I like the idea of negative votes.
Mathematically it’s just scale, but psychologically very satisfying, might overcome some apathy.
The mechanics of the voting trouble me. They have to be simple and infallible, such that there’s no chance of someone accidentally scoring two people the same, or scoring them wrongly (for them). They have to be physical, to eliminate the possibility of electronic/digital systems being subverted — there’s a reason why the World still uses paper ballots … and it’s a good one.
I initially imagined a grid … candidates left-to-right, positive-to-negative from top-to-bottom — it’s intuitive. But how to prevent someone inadvertently scoring two candidates the same eludes me, so it clearly isn’t adequate.
Perhaps a better solution would be separate slots in a booth, ordered numerically and each voter has a card for each candidate, which they insert into their chosen slot — once inserted, the slot closes, so that duplicates are impossible.
Don’t know … needs work.
Also there’s the matter of illiteracy/innumeracy to consider: putting one, and only one, cross next to the picture of your one, and only one, chosen candidate ensures that nobody is disadvantaged … whereas my suggestion introduces a potential risk of the less cognitively adept being so.
Needs work.
It is still deckchair rearrangement though.
Yes … marshaling the human race to behave sensibly is like herding cats.
But I’m not convinced it will ever be otherwise, so I figure we just have to make the best of it that we can.
You sold me on the idea of party abolition a few years back. The objection most commonly raised is that it is a politico’s solution. We’re looking to remove tribalism from the system, but is that what attracts most people?
If they can’t define themselves as red or blue or whatever (maybe brexit has mixed that up a bit), would they care?

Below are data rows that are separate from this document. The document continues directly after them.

PR #3228, opened 2024-04-11
Fetch the max receive count from the redrive policy directly

din-cashapp:
Instead of allowing the clients to pass-in the max retry count, fetch the retry count directly from the queue itself.

### DIFF
--- a/misk-aws/src/main/kotlin/misk/jobqueue/sqs/QueueResolver.kt
+++ b/misk-aws/src/main/kotlin/misk/jobqueue/sqs/QueueResolver.kt
@@ -1,8 +1,11 @@
 package misk.jobqueue.sqs
 
 import com.amazonaws.services.sqs.AmazonSQS
+import com.amazonaws.services.sqs.model.GetQueueAttributesRequest
 import com.amazonaws.services.sqs.model.GetQueueUrlRequest
+import com.amazonaws.services.sqs.model.QueueAttributeName
 import com.amazonaws.services.sqs.model.QueueDoesNotExistException
+import com.squareup.moshi.Moshi
 import misk.cloud.aws.AwsAccountId
 import misk.cloud.aws.AwsRegion
 import misk.jobqueue.QueueName
@@ -11,6 +14,7 @@ import java.io.File
 import java.util.concurrent.ConcurrentHashMap
 import jakarta.inject.Inject
 import jakarta.inject.Singleton
+import misk.moshi.adapter
 
 @Singleton
 internal class QueueResolver @Inject internal constructor(
@@ -21,11 +25,13 @@ internal class QueueResolver @Inject internal constructor(
   @ForSqsReceiving private val defaultForReceivingSQS: AmazonSQS,
   @ForSqsReceiving private val crossRegionForReceivingSQS: Map<AwsRegion, AmazonSQS>,
   private val externalQueues: Map<QueueName, AwsSqsQueueConfig>,
-  private val dlqProvider: DeadLetterQueueProvider
+  private val dlqProvider: DeadLetterQueueProvider,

I guess the candidates would really have to work for it, make an impression, which is good
I don’t think it would eliminate tribalism entirely, no … people will still be subject to in-group peer-pressure and might very well still end up voting for that nice Mr. Disraeli, or that funny Boris Johnson (he’s such a card).
And I don’t, for a moment, allow myself to fantasise that, once elected, MPs wouldn’t form cliques — of course they would … that’s what political parties are.
There’ll still be those prone to graft, duplicity, blackmail, etc. … or even simply peer-pressure — if you’re the only holdout in a room of six hundred people booing and jeering, it’s hard to stand your ground, even if they aren’t part of some unofficial ‘gang’ (just like at school).
But, given the laws of Systemantics, I’m not deluded enough to think that a perfect system can be devised such that there are no unexpected outputs and am, instead, simply looking to limit the negative ones. And to that end, therefore, whilst cliques cannot be guaranteed to be eliminated, at least what I’m suggesting makes it impossible for someone else to decide how much power your chosen candidate wields — there’s no leader, so they can’t whip others into line … they can’t limit the power of MPs to griping on the back-benches and suggesting motions of no confidence, because they have no power to do so … they can’t determine the agenda, because they have no more power to do so than any other MP.
I’s not perfect, no … but that’s why I posted it, warts and all: the more people discuss it, the more potential problems can be spotted and the system designed to ameliorate them.